PR #868, opened 2019-02-20
[melodic] Add close_polygon flag to polygonOutlineCells method to make it optional

corot:
The default behavior is the previous one: close polygons, so change will be transparent to existing code


DLu:
Melodic version of #835 

@mikeferguson I always forget the exact rules...does this count as ABI breaking?

mikeferguson:

PR #871, opened 2019-02-26
[kinetic] Fix Bounds Bug (plus test)

DLu:
This is the commit from #632 with an added test. Without that commit, at least one of the tests fail.


DLu:
@ros-pull-request-builder

aaronhoy (approved):
LGTM

PR #881, opened 2019-03-27
suggesting adding back in robot_pose_ekf as iRobot Create 2 (which is…

OrBeProgrammed:
… currently being marketed and sold, and is used on some versions of Turtlebot 2 which is being released for melodic) relies on it.

### DIFF
--- a/robot_pose_ekf/CHANGELOG.rst
+++ b/robot_pose_ekf/CHANGELOG.rst
@@ -1,0 +1,103 @@
+^^^^^^^^^^^^^^^^^^^^^^^^^^^^^^^^^^^^
+Changelog for package robot_pose_ekf
+^^^^^^^^^^^^^^^^^^^^^^^^^^^^^^^^^^^^
+
+1.14.4 (2018-06-19)
+-------------------
+* Merge pull request `#713 <https://github.com/ros-planning/navigation/issues/713>`_ from garethellis0/kinetic-devel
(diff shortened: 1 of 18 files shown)


SteveMacenski:
You should look at [robot_localization](https://github.com/cra-ros-pkg/robot_localization). It will fit your needs and is more extensible. AFAIK there's been no reason to use robot_pose_ekf for awhile now. The defaults should be enough to give you relatively similar results as robot_pose_ekf. 

I also highly doubt any of the maintainers still use this package so maintaining it is challenging and redundant.

OrBeProgrammed:
Thanks I will look at the other package.

mikeferguson:
Yeah, we made a conscious effort to drop this in favor of robot_localization -- if you really want to release it, I suggest we create a separate repo for robot_pose_ekf on melodic+ and that you release from there.

I can certainly create a repo and add a team so you have commit rights on it -- let me know if you'd like to proceed.

OrBeProgrammed:
Actually that sounds great. There are some people using it for PR2 I saw on another thread somewhere so that would help there too.  That will let this robot function in melodic while I work on moving over to the new package you mentioned as time permits.

mikeferguson:
Repos have been created -- @k-okada has access to them, please reach out to him if you're looking to contribute

k-okada:
FYI released into melodic -> https://github.com/ros/rosdistro/pull/20794

PR #888, opened 2019-05-16
fix expected_update_rate_--->minimum_update_interval_

cf-zhang:
expected update rate is HZ , and the meaning in  isCurrent() is Time Duration.

### DIFF
--- a/costmap_2d/include/costmap_2d/inflation_layer.h
+++ b/costmap_2d/include/costmap_2d/inflation_layer.h
@@ -82,6 +82,8 @@ public:
     deleteKernels();
     if (dsrv_)
         delete dsrv_;
+    if (seen_)
+      delete[] seen_;
   }
 
   virtual void onInitialize();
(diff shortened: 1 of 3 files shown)


cf-zhang:
> expected update rate is HZ , and the meaning in isCurrent() is Time Duration.

```
~<name>/<source_name>/expected_update_rate (double, default: 0.0)

    How often to expect a reading from a sensor in seconds. A value of 0.0 will allow infinite time between 
readings. This parameter is used as a failsafe to keep the navigation stack from commanding the robot 
when a sensor has failed. It should be set to a value that is slightly more permissive than the actual rate of 
the sensor. For example, if we expect a scan from a laser every 0.05 seconds we might set this parameter 
to be 0.1 seconds to give a generous buffer and account for some amount of system latency. 

```
I went to wiki check it again, the description for `expected_update_rate` is namely the time Duration. I'm sorry abort this pull request, but I still think the name of this parameter is ambiguous.

mikeferguson:

PR #894, opened 2019-06-24
[melodic] On global_planner, add skip_poses param to optionally skip a number of intermediate poses

corot:
The idea is to make the resulting paths less dense (and so lighter and faster to process)


SteveMacenski:
If you are looking for less dense plans, is there a reason you dont prune them for your next use in an intermediate step or use a coarser costmap representation for planning?

corot:
> If you are looking for less dense plans, is there a reason you dont prune them for your next use in an intermediate step or use a coarser costmap representation for planning?

Prune the path before using is a very reasonable option, for sure. But sounds like a waste of time to compose a very dense path to then remove most of the poses. As for using a coarser costmap, the risk is to close narrow passages. And in any case, halving the resolution (in our cases, 0.05 instead of 0.025) still creates unnecessary dense paths.

All that said, I agree this skip poses trick sounds like a bit "artificial", so if not interesting for more people, I will drop and do a post-processing, as you suggest.

mikeferguson:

### About this task
Word for word and line for line, give the material again.

### Exercise answer
PR #868, opened 2019-02-20
[melodic] Add close_polygon flag to polygonOutlineCells method to make it optional

corot:
The default behavior is the previous one: close polygons, so change will be transparent to existing code


DLu:
Melodic version of #835 

@mikeferguson I always forget the exact rules...does this count as ABI breaking?

mikeferguson:

PR #871, opened 2019-02-26
[kinetic] Fix Bounds Bug (plus test)

DLu:
This is the commit from #632 with an added test. Without that commit, at least one of the tests fail.


DLu:
@ros-pull-request-builder

aaronhoy (approved):
LGTM

PR #881, opened 2019-03-27
suggesting adding back in robot_pose_ekf as iRobot Create 2 (which is…

OrBeProgrammed:
… currently being marketed and sold, and is used on some versions of Turtlebot 2 which is being released for melodic) relies on it.

### DIFF
--- a/robot_pose_ekf/CHANGELOG.rst
+++ b/robot_pose_ekf/CHANGELOG.rst
@@ -1,0 +1,103 @@
+^^^^^^^^^^^^^^^^^^^^^^^^^^^^^^^^^^^^
+Changelog for package robot_pose_ekf
+^^^^^^^^^^^^^^^^^^^^^^^^^^^^^^^^^^^^
+
+1.14.4 (2018-06-19)
+-------------------
+* Merge pull request `#713 <https://github.com/ros-planning/navigation/issues/713>`_ from garethellis0/kinetic-devel
(diff shortened: 1 of 18 files shown)


SteveMacenski:
You should look at [robot_localization](https://github.com/cra-ros-pkg/robot_localization). It will fit your needs and is more extensible. AFAIK there's been no reason to use robot_pose_ekf for awhile now. The defaults should be enough to give you relatively similar results as robot_pose_ekf. 

I also highly doubt any of the maintainers still use this package so maintaining it is challenging and redundant.

OrBeProgrammed:
Thanks I will look at the other package.

mikeferguson:
Yeah, we made a conscious effort to drop this in favor of robot_localization -- if you really want to release it, I suggest we create a separate repo for robot_pose_ekf on melodic+ and that you release from there.

I can certainly create a repo and add a team so you have commit rights on it -- let me know if you'd like to proceed.

OrBeProgrammed:
Actually that sounds great. There are some people using it for PR2 I saw on another thread somewhere so that would help there too.  That will let this robot function in melodic while I work on moving over to the new package you mentioned as time permits.

mikeferguson:
Repos have been created -- @k-okada has access to them, please reach out to him if you're looking to contribute

k-okada:
FYI released into melodic -> https://github.com/ros/rosdistro/pull/20794

PR #888, opened 2019-05-16
fix expected_update_rate_--->minimum_update_interval_

cf-zhang:
expected update rate is HZ , and the meaning in  isCurrent() is Time Duration.

### DIFF
--- a/costmap_2d/include/costmap_2d/inflation_layer.h
+++ b/costmap_2d/include/costmap_2d/inflation_layer.h
@@ -82,6 +82,8 @@ public:
     deleteKernels();
     if (dsrv_)
         delete dsrv_;
+    if (seen_)
+      delete[] seen_;
   }
 
   virtual void onInitialize();
(diff shortened: 1 of 3 files shown)


cf-zhang:
> expected update rate is HZ , and the meaning in isCurrent() is Time Duration.

```
~<name>/<source_name>/expected_update_rate (double, default: 0.0)

    How often to expect a reading from a sensor in seconds. A value of 0.0 will allow infinite time between 
readings. This parameter is used as a failsafe to keep the navigation stack from commanding the robot 
when a sensor has failed. It should be set to a value that is slightly more permissive than the actual rate of 
the sensor. For example, if we expect a scan from a laser every 0.05 seconds we might set this parameter 
to be 0.1 seconds to give a generous buffer and account for some amount of system latency. 

```
I went to wiki check it again, the description for `expected_update_rate` is namely the time Duration. I'm sorry abort this pull request, but I still think the name of this parameter is ambiguous.

mikeferguson:

PR #894, opened 2019-06-24
[melodic] On global_planner, add skip_poses param to optionally skip a number of intermediate poses

corot:
The idea is to make the resulting paths less dense (and so lighter and faster to process)


SteveMacenski:
If you are looking for less dense plans, is there a reason you dont prune them for your next use in an intermediate step or use a coarser costmap representation for planning?

corot:
> If you are looking for less dense plans, is there a reason you dont prune them for your next use in an intermediate step or use a coarser costmap representation for planning?

Prune the path before using is a very reasonable option, for sure. But sounds like a waste of time to compose a very dense path to then remove most of the poses. As for using a coarser costmap, the risk is to close narrow passages. And in any case, halving the resolution (in our cases, 0.05 instead of 0.025) still creates unnecessary dense paths.

All that said, I agree this skip poses trick sounds like a bit "artificial", so if not interesting for more people, I will drop and do a post-processing, as you suggest.

mikeferguson:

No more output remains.